Despite all this, the temple is beautiful. The woodwork, from the transoms to the ceilings, has been artfully carved and painted. The sliding screens separating the various rooms of the Main Hall carry magnificent paintings by masters of the Kano School. It is an orgy of flowers on gold. In the Falcon Room, the power of Date Masamune is symbolized by a martial falcon ogling smaller animals. Impressive, too, is the Peacock Room, in which these proud birds expose their feathers under large pine trees.

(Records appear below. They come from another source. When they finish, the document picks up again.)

PR #255, opened 2017-10-19
Added happy case test for retries

### LINKED ISSUE #236: Resilience: Retries
- [x] verify that retries recover early with a successful response

whiskeysierra:
Fixes #236


lukasniemeier-zalando:
What is the race condition of https://github.com/zalando/riptide/pull/255/commits/e0e4975d3f04802eaba390097f39b8f298c29655 ? Any way to prevent that?

whiskeysierra:
Race condition in the sense that our timeouts are so small, that the calls sometimes just hit them because (my guess) that some initialization is still happening somewhere. I tried to increase them to make it more reliable.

These embellishments were not meant for the monks: the main hall served as a second palace for Date Masamune, who even had his private gateway. Here the Abbot received him in state, here he could conduct his affairs in quiet. The Seiryoden, the temple museum, contains a memento of one of these affairs. In 1613, Masamune sent one of his samurai, Hasekura Tsunenaga, on an embassy to Mexico and Spain, with the intention to start trade relations. Via Mexico, Hasekura traveled to Europe - where he also visited the Pope in Rome and became a Christian - and it took him full seven years before he could return to Japan. There the situation had changed. The Shogunate had expelled all foreigners and closed the country to foreign trade. The long trip had been fruitless and all that remains of it is a pair of Venetian glass candlesticks, a gift from the Pope.

Oshima island, the location of meditation caves
Oshima island, the location of meditation caves

A View from the Zen Caves
When I leave the temple, mist rises from the ground and hangs low between the lofty cedars. The cold makes me shiver. I turn my back on the power, the golden embellishments, and the mementos of worldly struggle to face the meditation caves again, cut out deep in the cliff. A cave is all that is necessary for Zen, and as a bonus nature provides the view of the island-dotted bay, of rocks and pines molded in fantastic shapes, so beautiful that it rendered even Basho (who visited Matsushima in 1689) speechless - the tradition tells that the great poet was so paralyzed by the scenic grandeur that he could not capture it in a haiku. But this is a place of Zen and in the poet's "no-words" all words are contained. Emptiness, feeling no attachment, is the true attitude of the Zen adept and, in fact, all Buddhists. It is time to close my mouth and leave Matsushima alone.

Temple Name:

Seiryuzan Zuiganji

Denomination:

Rinzai Zen Buddhism

Foundation:

Founded 828 by Ennin; established as a Zen temple by Hosshin (1188-1273). Present buildings date from the rebuilding by Date Masamune in 1604.

Address:

Matsushima-cho,
Miyagi-gun,
Miyagi-ken
Tel. 022-354-2023

Treasures:

Main Hall (NT);
Kura (Refectory) & Verandah (NT);
Onarimon Gate (ICP);
Nakamon Gate (ICP);
Godaido (ICP);
Screen paintings in the Main Hall (ICP).

Access:

10 min. on foot from Matsushima Kaigan Station on the Senseki Line.

Admission:

07:30-17:00, April-Oct. 08:00-16:00 (¥500).

Trip idea:

A good day trip is to visit the Shiogama (Salt Cauldron) Shrine in the port of the same name in the morning (700 meters from Shiogama Station on the Senseki Line), where the guardian deities of seafarers are venerated. Shiogama is an important fishing harbor. Then take a sigh-seeing boat from Shiogama to Matsushima and Zuiganji. Return by train to Sendai. Sights in Sendai include the Aoba Castle ruins (here too stands a statue of Date Masamune, glaring down from his horse on the city), the excellent City Museum, the Zuihoden (mausoleum of the Date clan, rebuilt after its destruction in W.W.II) and the black lacquered Osaki Hachiman Shrine with an interesting gateway building. In the Kitayama district are some Zen temples.

Resources:

Zuiganji's website is only in Japanese.

The Miyagi Prefecture Sightseeing Guide is in English.